Several were analyzed and MSE, MAE and MAPE were used to evaluate them. These metrics illustrate average values (the best overall approximation in the analysis). Abrupt changes in the direction of the time series make it difficult for models to predict, but some models have the ability to adapt better than others. By analyzing AE, it is possible to see which models have the smallest outliers, which is additional behavioral information that the usual averages do not provide.
The results presented in this section confirm the concepts discussed in the
Section 2.4, demonstrating the robustness of the ensemble models over different forecast horizons. Specifically, ensemble 5 proved to be superior in the forecast horizon of one-step ahead, while for forecasts of 3, 6, 9 and 12 steps ahead, ensemble 3 was superior to all models.
In general, ensemble models have different advantages and disadvantages. The mean is simple, but can be influenced by outliers. The median is robust against outliers, but can ignore variability. The Moore-Penrose inverse optimizes weights based on historical performance, and is accurate but computationally complex. Weighted averaging with PSO and GA dynamically adjusts the weights, improving accuracy, but requires more computing power. For short-term forecasts, the mean and median are effective; for the long term, the inverse of Moore-Penrose and the weighted mean offer better optimization, provided there is sufficient data.
5. Conclusions
The main contribution of this work is related to the use of the pseudo-inverse of Moore-Penrose to determine the weights of the models to be used in the formation of the Ensemble, in addition to the use of metaheuristics.
It is known that GA and PSO algorithms are widely used in the literature, although not so much for application in ensemble. In this sense, as an initial work, it was decided to use these techniques.
The results show that the ensemble models, especially those that used metaheuristics and the pseudo-inverse of Moore-Penrose, significantly improved the individual results of the predictive models at all forecast horizons.
After pre-processing the data, the model parameters were determined in various ways: for the smoothing models, a numerical model that minimizes the cost function was used; for the Box & Jenkins models, the Yule-Walker equations and maximum likelihood estimators were used, with delays tested exhaustively. Specifically for the ARMA model, two coefficient optimization techniques were used: GA and PSO. For the ensemble, several strategies were tested, including arithmetic mean, median, pseudo-inverse of Moore-Penrose and weighted mean with GA and PSO. The results showed that the ensemble approaches outperformed the individual models, with the weighted average with PSO (ensemble 5) standing out in step 1, and the pseudo-inverse of Moore-Penrose (ensemble 3) in the other steps.

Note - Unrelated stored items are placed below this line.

PR #2109, opened 2026-09-07
fix(renderer): add a clear button to slider items (#2094)

### LINKED ISSUE #2094: Slider item does not include a Clear button by default
**Describe the bug**
For one of our Assessment forms, we are using a slider for Pupil Size.
We noticed that the slider by default does not include a Clear button.

**To Reproduce**
The sample is below, it consist of 2 questions:
1. Pupil Size (mm)
2. Reaction

For 'Reaction', If you select one of the radio buttons (e.g. No Reaction), you will get a 'CLEAR' button which can be used to clear the answer
However for 'Pupil Size (mm)', if I move the slider across to say 4, there is no 'CLEAR' button.
User is confused and thinks using the 'CLEAR' button on 'Reaction' should also clear the 'Pupil Size' slider.

       {
          "item": [
            {
              "code": [
                {
                  "code": "leftEyePupilDiameter",
                  "system": "https://fhir.medirecords.com/CodeSystem/mr-parameter-name",
                  "display": "Left eye Pupil diameter Manual"
                },
                {
                  "code": "1",
                  "system": "https://fhir.medirecords.com/CodeSystem/mr-parameter-type",
                  "display": "Physical"
                }
              ],
              "text": "Pupil Size (mm)",
              "type": "integer",
              "linkId": "awsLeftPupilSize",
              "extension": [
                {
                  "url": "http://hl7.org/fhir/StructureDefinition/questionnaire-itemControl",
                  "valueCodeableConcept": {
                    "text": "A control where an axis is displayed between the high and low values and the control can be visually manipulated to select a value anywhere on the axis.",
                    "coding": [
                      {
                        "code": "slider",
                        "system": "http://hl7.org/fhir/questionnaire-item-control",
                        "display": "Slider"
                      }
                    ]
                  }
                },
                {
                  "url": "http://hl7.org/fhir/StructureDefinition/questionnaire-sliderStepValue",
                  "valueInteger": 1
                },
                {
                  "url": "http://hl7.org/fhir/StructureDefinition/minValue",
                  "valueInteger": 0
                },
                {
                  "url": "http://hl7.org/fhir/StructureDefinition/maxValue",
                  "valueInteger": 10
                },
                {
                  "url": "http://hl7.org/fhir/uv/sdc/StructureDefinition/sdc-questionnaire-observationExtract",
                  "valueBoolean": true
                }
              ]
            },
            {
              "code": [
                {
                  "code": "leftPupilPupillaryResponse",
                  "system": "https://fhir.medirecords.com/CodeSystem/mr-parameter-name",
                  "display": "Left pupil Pupillary response"
                },
                {
                  "code": "1",
                  "system": "https://fhir.medirecords.com/CodeSystem/mr-parameter-type",
                  "display": "Physical"
                }
              ],
              "text": "Reaction",
              "type": "choice",
              "linkId": "awsLeftPupilReaction",
              "repeats": false,
              "required": false,
              "extension": [
                {
                  "url": "http://hl7.org/fhir/StructureDefinition/questionnaire-itemControl",
                  "valueCodeableConcept": {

The results indicate the feasibility of using ensembles in time series forecasting, allowing it to be applied to forecasting models other than linear ones.
In this sense, the research can be further developed with the insertion of other approaches aimed at technological development, such as the creation of other Ensembles. Mention could be made of the use of artificial neural networks to form a non-linear ensemble.